The revolution is on the way: 3D printed schools in Ukraine
HIT rebuilds Ukraine with 3D printing technology and deepens the word care in humanitarian aid. Envision a world where we could build refugee homes in 48 hours. Imagine a world where we could 3D print a children's school in less than a week - whose old school was bombed and unfairly targeted by war.
From the first day that Russia began its aggression in February 2022, many started to devise strategies and activities in times of the war. It was on the minds of many how to approach the reconstruction of Ukraine after the wartime conflict. Destroyed lives, demolished homes, and broken infrastructure are the immediate consequences of Russia's attack in Ukraine.
As almost all Ukrainian industries have shifted knowledge and resources for the war effort, HIT (Humanitarian Innovative Technologies) has also enter the altruistic game by bringing its expertise and relations to the “back of lines’’ combat. HIT it’s at its core an international team of passionate humanitarians and successful veteran technology entrepreneurs, which started because of this fight on Ukraine.

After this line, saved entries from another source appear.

PR #1149, opened 2021-03-29
Determine whether a widget is present/displayed

imobachgs:
This PR adds a method to determine whether a UI is actually present in the UI. We will use this code to fix [bsc#1184115](https://bugzilla.suse.com/show_bug.cgi?id=1184115), but it could be useful to fix other bugs as well.

[bsc#118411](https://bugzilla.suse.com/show_bug.cgi?id=1184115)

### DIFF
--- a/library/cwm/src/lib/cwm/abstract_widget.rb
+++ b/library/cwm/src/lib/cwm/abstract_widget.rb
@@ -191,7 +191,7 @@ module CWM
     # Determines whether the widget is currently displayed in the UI
     #
     # @return [Boolean]
-    def widget_present?
+    def displayed?
       Yast::UI.WidgetExists(Id(widget_id))
     end
 
--- a/library/cwm/src/lib/cwm/abstract_widget.rb
+++ b/library/cwm/src/lib/cwm/abstract_widget.rb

HIT has been providing humanitarian aid to the country since the first day the conflict broke out, providing support to 100,000 refugees and is now bringing in 3D printing technology to start the recovery effort even before the end of the war.

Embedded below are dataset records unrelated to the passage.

PR #1151, opened 2021-04-08
add initial user class based on getent

jreidinger:
trello: https://github.com/yast/yast-yast2/pull/new/users_api


joseivanlopez:
API looks ok to me.

library/general/src/lib/yast2/group.rb
```diff
@@ -0,0 +1,49 @@
+require "yast2/execute"
+
+module Yast2
```
ancorgs, line 3: Haven't we agreed on placing all YaST classes under Y2Something namespaces?

library/general/src/lib/yast2/group.rb
```diff
@@ -0,0 +1,49 @@
...
+  class Group
+    class << self
```
ancorgs, line 5: I'm not sure if I like to have so many class methods. In the past I used to use a similar approach, but now I feel is more correct to have a separate class for reading and querying, instead of a (ever growing) bunch of class methods.

library/general/src/lib/yast2/group.rb
jreidinger: Let me check it, but I think we agreed that 
Yast is for yast infrastructure and legacy code
Yast2 for code in Yast2.rpm
Y2Prefix for yast module code.

library/general/src/lib/yast2/group.rb
jreidinger: So having something like GroupReader? and GroupStorage? where the first has read and later has reset/all and then in yast2-users have also Writer?

library/general/src/lib/yast2/group.rb
imobachgs: Well, we tend to use `Y2Prefix` for code which is specific to an area (no matter in which module is placed). It is some kind of "logic" separation.

For instance, we have `Y2Network`, `Y2Autoinstallation`, `Y2Packager` , and so on. And you can find the `Y2Packager` module in yast2.rpm.

library/general/src/lib/yast2/group.rb
imobachgs: In network, we decided to separate reading/writing logic and, in the end, it looks like it was the right decision because it is easy to read/write the configuration from/to different sources. Of course, you can still keep class methods that hide those details.

Potentially, you could have a reader for `getent` and a separate one when `systemd-users` gets published :wink:.

ancorgs: Yes, that was my point. The classes `User` and `Group` living in yast-yast2 should be basically structs, with almost zero logic. Nothing about reading/writing or even about connecting objects.

For example, this code in the class `User` is already a problem to me (it couples the shared class `User` with the particular reader that is based in getent (which may not be the only reader):

```ruby
def users
  # lazy load to avoid circular deps
  require "yast2/user"
  User.all.select { |u| u.gid == gid || users_name.include?(u.name) }
end
```

library/general/src/lib/yast2/group.rb
```diff
@@ -0,0 +1,49 @@
...
+    def initialize(name, gid: nil, users_name: [])
+      @name = name
+      @gid = gid
+      @users_name = users_name
+    end
+
+    def users
+      # lazy load to avoid circular deps
+      require "yast2/user"
+      User.all.select { |u| u.gid == gid || users_name.include?(u.name) }
```
imobachgs, line 45: Bear in mind that you can only have a single representation of users/groups. For instance, it is not possible to have a separate representation of "current" and "target" states. I know, perhaps it is not useful, but I kind of like that approach that we followed in storage-ng and network-ng.

imobachgs: Additionally, what about having a `UsersCollection` class? It could define powerful query methods. Perhaps it is not that important at that point, but I just wonder whether it might be useful.

library/general/src/lib/y2user/configuration.rb
```diff
@@ -0,0 +1,52 @@
+module Y2User
```
joseivanlopez, line 1: I am not sure about using the same namespace in yast2 and yast-users-ng. I was discussing it with @ancorgs yesterday. I tend to see yast2 as a generic library with shared functionality. But using the same namespace as other modules looks like a collection of parts of modules that were moved for convenience.

Currently we have very varied namespaces in yast2: `Yast::Execute`, `Yast2::Popup`, `CWM::Table`. IMHO, we should decide about the namespace rules of code provided by yast2. For example, I like what we did for systemd classes, that is, to use `Yast2` as outer namespace and then creating inner namespaces if needed: `Yast2::CompoundAction`, `Yast2::Systemd::Service`, `Yast2::Systemd::Unit`, etc.

For the users classes, maybe we could have something like: `Yast2::Users::Configuration`, `Yast2::Users::User`, `Yast2::Users::Group`, etc. And yast2-users-ng can use `Yast2::Users` classes directly or provide new classes based on the yast2 ones (e.g., `Y2Users::User`) if needed.

What do you think?

jreidinger: to be honest I do not have strong opinion here, but what really puzzle me is that inconsistency. So we should not change it when we decide.

jreidinger: btw see https://github.com/yast/yast-yast2/pull/1151#discussion_r610461401

joseivanlopez: Yes, if fact that comment was what ring the bell. Having different modules populating the same namespace is something I don't like. I see it as kind of monkey patching. Anyway, if we have already decided to go with that approach, fine with me. But if there is no a clear criteria, then I would suggest to open the discussion the sooner the better.

library/general/src/lib/y2user/configuration.rb
```diff
@@ -0,0 +1,62 @@
...
+  # Holds references to elements of user configuration like users, groupps or passwords.
```
ancorgs, line 2: Typo: groupps

library/general/src/lib/y2user/reader/getent.rb
```diff
@@ -0,0 +1,117 @@
+require "yast2/execute"
+require "date"
+
+require "y2user/group"
+require "y2user/user"
+require "y2user/password"
+
+module Y2User
+  module Reader
```
ancorgs, line 9: Shouldn't this be `Y2User::Readers` (plural) in the same way we have `Y2Network::ConfigWriters`, `Y2Network::Dialogs`, `Y2Storage::Callbacks`, Y2Storage::Clients` and many more?

jreidinger: Maybe yes, I always think about it and never decide in just one way. So lets unify it.

library/general/src/lib/y2user/readers/users_simple.rb
```diff
@@ -0,0 +1,26 @@
...
+
+module Y2User
+  module Readers
+    # Reads users configuration using old Yast Module UsersSimple.
+    class UsersSimple
+      def read_to(configuration)
+        users = Yast::UsersSimple.GetUsers
+        # TODO: only created users, not imported ones for now
+        users.each do |user|
+          configuration.users << User.new(configuration, user["uid"], gecos: [user["cn"]])
```
jreidinger, line 18: when writing this code I get idea that because configuration is passed, then user can auto register itself there. So it do configuration.users << self in constructor. What do you think about this idea?

ancorgs: I think it's acceptable

dgdavid: Just a question: should we check that the user is not already in the given configuration?

jreidinger: @dgdavid well, my idea is to have some validation method to check it as it is more tricky that it looks like as e.g. uid should not collide, but it is one tricky usage where it can be with e.g. user toor that has uid 0 and can act as root. So question is if user name is unique enough? What if there is ldap and local user with same name? What happen if it happen?

dgdavid: > So question is if user name is unique enough? What if there is ldap and local user with same name? 

So, perhaps we should use uid and username as _user primary key_. But not sure.

joseivanlopez: For me it is reasonable. And yes, we need some validations at some point.

BTW, when I was looking at this line, I have started asking myself if we could avoid the double explicit reference between User and Configuration (and the same for Password and Group). I mean, adding an user to a configuration should be enough to know the configuration that the user belongs to. For example, `User#configuration` could be a lazy method that finds the user object in any of the existing configurations. What do you think?

joseivanlopez: Ok, I wrote my comment after reading the code snipped but without reading your comment. Ok, doing it in the User constructor would also avoid to explicitly indicate the double reference.

joseivanlopez: BTW, what happens if we do:

~~~
user = User.new(config1, ...)
config2.users << user
~~~

Is that possible?

jreidinger: no, that should be prevented. Correct method is 
```
user = User.new(config1, ...)
user.clone_to(config2)
```

About idea with lazy evaluation I do not like it much as that references should be fast and can happen really often.
But I think some way to prevent such wrong usage would be nice. But maybe that validation is enough?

The pilot project has already started in Ukraine. They began with a public school, that will be opening at the beginning of 2023, in Lviv, Ukraine, as 75,000 children have been displaced in the region and 50,000 will reside permanently there. That's why, when HIT offered its service to the city of Lviv the mayor, Andriy Sadovyi, has requested a school, and like that, the city would house the first 3D printed school.
The 3D printed school will tackle not only a structural issue but a socio-economic concern as the lack of educational infrastructure for children in Ukraine and will give parents essential time to resume their professional activities, which is relevant to the keep the country’s economy developing.
The first project of 3D construction printing technologies in Ukraine, at its core, embrace the three flag poles: innovation, speed, and affordability. This brings the focus on socially sustainable spaces, leading engineering solutions in construction and modern planning. The 3D printed school will be home to a modern space for children taking into consideration all their needs to create in the best conditions and affording 100 kids the ability to learn while fleeing the war.
Building the structures walls with a 3D printer is faster and cheaper than executing a new concrete building from scratch, in addition to the fact that it is much more sustainable compared to traditional construction techniques.
Already 13 million Ukrainians have fled their homes and Lviv now has 250,000 new residents in desperate need of places to live. Traditional construction for the required 10,000 homes would normally take around 2 years, and with 3D printing technology, we will bring peace of mind to these families in just a few short months.
With the primary objective of solving an urgent humanitarian problem HIT not only deepened the word care in humanitarian aid, HIT will also change the way we rebuild for the future and will also innovate the way we reconstruct the world in the coming years.
It is possible to rebuild a city that was destroyed by a natural disaster and can reconstruct it in less than a year. There is now a desire and will to elevate HIT's capabilities so that it can respond to humanitarian disasters around the world in record time.